───── Information provided ─────

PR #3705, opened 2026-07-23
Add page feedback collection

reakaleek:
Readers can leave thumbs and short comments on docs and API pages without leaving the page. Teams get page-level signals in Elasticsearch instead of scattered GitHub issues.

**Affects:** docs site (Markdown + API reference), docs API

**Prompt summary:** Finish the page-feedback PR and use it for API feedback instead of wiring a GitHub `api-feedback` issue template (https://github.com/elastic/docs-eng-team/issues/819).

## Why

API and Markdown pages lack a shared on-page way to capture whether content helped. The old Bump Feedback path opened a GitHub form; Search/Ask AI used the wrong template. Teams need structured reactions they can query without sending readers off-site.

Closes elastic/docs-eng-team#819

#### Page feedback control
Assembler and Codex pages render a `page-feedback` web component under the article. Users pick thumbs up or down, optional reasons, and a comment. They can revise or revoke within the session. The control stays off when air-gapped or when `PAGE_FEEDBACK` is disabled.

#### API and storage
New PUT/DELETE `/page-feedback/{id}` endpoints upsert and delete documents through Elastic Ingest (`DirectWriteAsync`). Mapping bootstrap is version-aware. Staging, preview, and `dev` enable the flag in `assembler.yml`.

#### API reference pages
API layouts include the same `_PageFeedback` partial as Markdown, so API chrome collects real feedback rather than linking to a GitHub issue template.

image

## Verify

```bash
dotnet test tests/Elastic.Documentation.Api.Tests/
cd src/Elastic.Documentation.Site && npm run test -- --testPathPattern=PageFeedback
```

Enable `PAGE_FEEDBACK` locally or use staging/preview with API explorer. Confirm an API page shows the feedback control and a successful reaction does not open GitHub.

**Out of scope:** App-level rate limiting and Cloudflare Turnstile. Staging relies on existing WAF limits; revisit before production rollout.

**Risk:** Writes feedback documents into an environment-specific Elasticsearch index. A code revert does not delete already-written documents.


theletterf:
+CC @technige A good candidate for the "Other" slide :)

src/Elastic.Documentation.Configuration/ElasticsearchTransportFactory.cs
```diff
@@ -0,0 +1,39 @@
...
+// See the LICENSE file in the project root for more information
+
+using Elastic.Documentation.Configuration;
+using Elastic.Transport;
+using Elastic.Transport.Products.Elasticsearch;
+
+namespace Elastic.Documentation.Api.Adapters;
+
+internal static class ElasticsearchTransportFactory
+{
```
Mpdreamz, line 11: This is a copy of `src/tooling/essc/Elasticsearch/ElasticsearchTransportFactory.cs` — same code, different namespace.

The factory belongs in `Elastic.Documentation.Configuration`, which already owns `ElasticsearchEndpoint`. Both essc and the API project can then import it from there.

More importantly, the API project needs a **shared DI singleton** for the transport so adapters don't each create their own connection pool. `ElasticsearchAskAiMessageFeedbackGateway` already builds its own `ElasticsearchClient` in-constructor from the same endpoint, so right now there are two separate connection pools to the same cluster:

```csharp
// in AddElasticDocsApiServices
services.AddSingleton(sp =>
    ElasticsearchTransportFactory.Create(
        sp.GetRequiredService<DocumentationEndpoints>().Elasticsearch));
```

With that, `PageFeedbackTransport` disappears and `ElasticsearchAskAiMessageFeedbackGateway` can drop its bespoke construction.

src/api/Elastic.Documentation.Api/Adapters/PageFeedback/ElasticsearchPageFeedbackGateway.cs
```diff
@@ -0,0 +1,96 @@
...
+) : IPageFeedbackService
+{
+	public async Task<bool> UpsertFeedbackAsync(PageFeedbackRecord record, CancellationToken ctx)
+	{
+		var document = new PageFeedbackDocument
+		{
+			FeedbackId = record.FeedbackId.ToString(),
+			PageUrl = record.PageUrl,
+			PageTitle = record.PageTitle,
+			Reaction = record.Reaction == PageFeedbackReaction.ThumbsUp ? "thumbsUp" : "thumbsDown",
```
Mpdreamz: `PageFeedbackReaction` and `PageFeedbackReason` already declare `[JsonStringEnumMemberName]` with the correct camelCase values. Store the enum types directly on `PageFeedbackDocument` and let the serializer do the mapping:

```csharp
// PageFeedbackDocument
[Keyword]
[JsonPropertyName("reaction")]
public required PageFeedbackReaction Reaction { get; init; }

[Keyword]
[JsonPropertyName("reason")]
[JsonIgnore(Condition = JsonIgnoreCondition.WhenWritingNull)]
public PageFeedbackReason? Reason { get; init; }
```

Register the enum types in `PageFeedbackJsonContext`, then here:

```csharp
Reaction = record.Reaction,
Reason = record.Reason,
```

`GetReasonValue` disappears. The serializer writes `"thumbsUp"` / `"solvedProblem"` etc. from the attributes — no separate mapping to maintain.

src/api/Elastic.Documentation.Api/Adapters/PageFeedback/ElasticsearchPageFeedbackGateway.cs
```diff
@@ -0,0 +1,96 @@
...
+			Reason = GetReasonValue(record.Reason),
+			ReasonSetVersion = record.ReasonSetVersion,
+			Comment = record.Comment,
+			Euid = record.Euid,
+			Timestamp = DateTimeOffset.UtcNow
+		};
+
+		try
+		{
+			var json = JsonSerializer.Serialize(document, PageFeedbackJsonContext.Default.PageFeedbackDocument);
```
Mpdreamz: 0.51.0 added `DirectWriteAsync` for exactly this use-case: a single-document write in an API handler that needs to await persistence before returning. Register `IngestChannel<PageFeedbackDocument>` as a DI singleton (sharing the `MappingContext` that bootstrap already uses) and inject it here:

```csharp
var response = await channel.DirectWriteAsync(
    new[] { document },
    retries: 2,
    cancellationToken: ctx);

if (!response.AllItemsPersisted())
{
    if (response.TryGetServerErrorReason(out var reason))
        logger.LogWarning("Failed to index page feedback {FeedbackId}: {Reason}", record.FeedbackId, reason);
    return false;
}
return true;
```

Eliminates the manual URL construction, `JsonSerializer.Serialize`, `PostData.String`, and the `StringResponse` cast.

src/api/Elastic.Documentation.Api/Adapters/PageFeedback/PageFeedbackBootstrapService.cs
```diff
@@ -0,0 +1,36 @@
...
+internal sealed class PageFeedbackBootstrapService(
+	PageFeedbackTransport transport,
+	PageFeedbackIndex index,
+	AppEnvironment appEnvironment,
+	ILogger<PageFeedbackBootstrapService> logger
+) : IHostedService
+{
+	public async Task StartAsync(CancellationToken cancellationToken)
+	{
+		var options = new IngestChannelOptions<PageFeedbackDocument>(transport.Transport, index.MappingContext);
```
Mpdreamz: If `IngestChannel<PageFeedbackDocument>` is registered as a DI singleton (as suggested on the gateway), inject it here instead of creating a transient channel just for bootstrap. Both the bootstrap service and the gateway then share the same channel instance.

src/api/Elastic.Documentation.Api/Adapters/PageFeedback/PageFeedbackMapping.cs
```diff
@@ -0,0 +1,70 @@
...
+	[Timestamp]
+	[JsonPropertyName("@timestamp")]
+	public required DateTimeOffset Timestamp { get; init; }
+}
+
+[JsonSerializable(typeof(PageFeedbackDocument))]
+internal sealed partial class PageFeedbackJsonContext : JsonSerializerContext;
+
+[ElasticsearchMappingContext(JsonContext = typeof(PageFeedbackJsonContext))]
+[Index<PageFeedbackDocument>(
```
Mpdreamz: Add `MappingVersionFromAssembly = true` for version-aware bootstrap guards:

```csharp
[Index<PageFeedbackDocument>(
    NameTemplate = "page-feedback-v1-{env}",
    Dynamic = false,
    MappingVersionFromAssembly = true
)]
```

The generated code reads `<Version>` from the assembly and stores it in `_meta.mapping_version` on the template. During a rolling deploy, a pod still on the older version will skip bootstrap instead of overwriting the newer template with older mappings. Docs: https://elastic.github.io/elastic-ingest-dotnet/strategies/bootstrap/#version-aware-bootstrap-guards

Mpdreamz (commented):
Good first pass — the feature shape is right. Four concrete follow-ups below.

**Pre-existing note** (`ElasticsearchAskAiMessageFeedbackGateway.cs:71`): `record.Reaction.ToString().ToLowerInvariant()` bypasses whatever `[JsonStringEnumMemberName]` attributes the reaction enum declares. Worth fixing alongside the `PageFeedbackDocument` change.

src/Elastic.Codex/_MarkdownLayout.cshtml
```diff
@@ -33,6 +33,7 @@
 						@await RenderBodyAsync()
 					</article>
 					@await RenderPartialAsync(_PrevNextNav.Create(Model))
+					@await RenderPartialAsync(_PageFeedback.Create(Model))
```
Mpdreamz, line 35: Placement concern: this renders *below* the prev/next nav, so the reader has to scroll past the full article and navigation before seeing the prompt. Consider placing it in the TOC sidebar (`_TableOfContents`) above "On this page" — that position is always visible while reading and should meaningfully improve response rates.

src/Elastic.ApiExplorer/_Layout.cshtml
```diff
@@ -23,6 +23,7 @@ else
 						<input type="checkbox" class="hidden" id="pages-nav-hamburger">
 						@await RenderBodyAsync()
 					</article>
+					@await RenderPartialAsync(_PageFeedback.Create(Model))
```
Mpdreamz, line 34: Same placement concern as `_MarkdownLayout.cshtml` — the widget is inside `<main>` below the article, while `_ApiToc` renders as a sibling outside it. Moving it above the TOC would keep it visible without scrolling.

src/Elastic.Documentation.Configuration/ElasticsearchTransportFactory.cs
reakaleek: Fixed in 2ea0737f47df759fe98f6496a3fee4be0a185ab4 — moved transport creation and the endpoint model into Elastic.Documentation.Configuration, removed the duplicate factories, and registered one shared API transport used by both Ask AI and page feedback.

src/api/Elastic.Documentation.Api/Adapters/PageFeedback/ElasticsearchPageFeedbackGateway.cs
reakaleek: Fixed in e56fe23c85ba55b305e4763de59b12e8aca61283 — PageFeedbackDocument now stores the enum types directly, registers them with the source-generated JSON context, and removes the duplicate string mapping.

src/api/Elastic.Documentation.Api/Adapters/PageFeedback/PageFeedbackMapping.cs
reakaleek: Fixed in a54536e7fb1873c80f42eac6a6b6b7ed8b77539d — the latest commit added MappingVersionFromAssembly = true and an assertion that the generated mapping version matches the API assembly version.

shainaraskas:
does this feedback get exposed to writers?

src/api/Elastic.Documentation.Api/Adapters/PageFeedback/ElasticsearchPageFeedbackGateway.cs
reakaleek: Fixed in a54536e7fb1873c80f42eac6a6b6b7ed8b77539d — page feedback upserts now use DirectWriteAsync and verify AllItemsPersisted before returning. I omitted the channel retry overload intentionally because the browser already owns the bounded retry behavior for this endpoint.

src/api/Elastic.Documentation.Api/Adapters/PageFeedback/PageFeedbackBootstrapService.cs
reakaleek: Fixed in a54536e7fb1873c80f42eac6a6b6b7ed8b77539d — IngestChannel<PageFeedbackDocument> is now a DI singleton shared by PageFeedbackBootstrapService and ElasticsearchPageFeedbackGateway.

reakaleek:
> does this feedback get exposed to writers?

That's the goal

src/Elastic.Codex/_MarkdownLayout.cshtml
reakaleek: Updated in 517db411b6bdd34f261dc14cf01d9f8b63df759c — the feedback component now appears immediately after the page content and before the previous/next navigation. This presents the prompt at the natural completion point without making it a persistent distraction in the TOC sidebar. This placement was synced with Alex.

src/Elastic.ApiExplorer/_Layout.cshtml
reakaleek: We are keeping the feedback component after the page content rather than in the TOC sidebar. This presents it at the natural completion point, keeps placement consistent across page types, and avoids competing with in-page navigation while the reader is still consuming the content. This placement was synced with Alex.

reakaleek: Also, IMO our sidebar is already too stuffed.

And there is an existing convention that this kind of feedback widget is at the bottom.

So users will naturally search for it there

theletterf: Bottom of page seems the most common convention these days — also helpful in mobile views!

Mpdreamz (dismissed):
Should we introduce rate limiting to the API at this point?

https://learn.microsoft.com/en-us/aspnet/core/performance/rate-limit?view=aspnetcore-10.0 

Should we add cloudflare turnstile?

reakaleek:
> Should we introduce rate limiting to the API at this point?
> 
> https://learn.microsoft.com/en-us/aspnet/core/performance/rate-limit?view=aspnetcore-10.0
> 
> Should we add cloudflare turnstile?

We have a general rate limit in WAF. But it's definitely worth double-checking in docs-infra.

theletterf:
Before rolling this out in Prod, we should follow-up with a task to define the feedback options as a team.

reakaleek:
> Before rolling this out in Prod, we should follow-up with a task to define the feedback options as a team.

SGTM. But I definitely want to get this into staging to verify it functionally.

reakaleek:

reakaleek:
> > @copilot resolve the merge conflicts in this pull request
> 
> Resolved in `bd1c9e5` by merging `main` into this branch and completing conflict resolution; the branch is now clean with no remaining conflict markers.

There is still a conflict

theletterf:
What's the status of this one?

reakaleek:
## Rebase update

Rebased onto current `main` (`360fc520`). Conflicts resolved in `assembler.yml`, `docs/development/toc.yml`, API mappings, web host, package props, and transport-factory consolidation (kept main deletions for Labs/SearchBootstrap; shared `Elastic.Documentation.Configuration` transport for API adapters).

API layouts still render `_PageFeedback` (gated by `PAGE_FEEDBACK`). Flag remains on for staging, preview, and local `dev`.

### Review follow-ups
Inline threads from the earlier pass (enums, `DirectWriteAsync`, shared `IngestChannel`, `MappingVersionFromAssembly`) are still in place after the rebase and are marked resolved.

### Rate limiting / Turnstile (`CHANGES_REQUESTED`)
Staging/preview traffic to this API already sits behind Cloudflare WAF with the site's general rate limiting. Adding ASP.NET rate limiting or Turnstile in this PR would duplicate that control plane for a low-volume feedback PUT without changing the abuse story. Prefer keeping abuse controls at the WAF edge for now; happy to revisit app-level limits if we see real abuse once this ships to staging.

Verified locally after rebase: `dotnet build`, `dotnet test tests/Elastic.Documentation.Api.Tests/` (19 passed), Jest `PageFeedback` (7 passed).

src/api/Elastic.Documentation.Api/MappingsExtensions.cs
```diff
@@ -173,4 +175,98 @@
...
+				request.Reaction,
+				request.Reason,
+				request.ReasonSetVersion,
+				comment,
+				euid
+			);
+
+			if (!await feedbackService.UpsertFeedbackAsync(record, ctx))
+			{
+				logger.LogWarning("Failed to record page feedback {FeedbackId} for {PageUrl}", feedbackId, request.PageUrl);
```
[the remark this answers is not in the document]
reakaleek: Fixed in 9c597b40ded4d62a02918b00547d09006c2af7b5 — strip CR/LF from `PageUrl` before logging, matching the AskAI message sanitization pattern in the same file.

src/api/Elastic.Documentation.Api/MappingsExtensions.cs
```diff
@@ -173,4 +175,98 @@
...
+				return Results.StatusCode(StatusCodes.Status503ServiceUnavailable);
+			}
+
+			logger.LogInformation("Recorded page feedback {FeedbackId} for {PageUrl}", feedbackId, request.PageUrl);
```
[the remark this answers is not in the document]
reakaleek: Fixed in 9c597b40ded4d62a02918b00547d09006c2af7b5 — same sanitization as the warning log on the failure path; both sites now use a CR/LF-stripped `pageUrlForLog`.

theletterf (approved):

─────

* _Problem_:
Return all lines of the data in which the string "aspnetcore" appears.

* _Solution to the exercise_:
https://learn.microsoft.com/en-us/aspnet/core/performance/rate-limit?view=aspnetcore-10.0 
> https://learn.microsoft.com/en-us/aspnet/core/performance/rate-limit?view=aspnetcore-10.0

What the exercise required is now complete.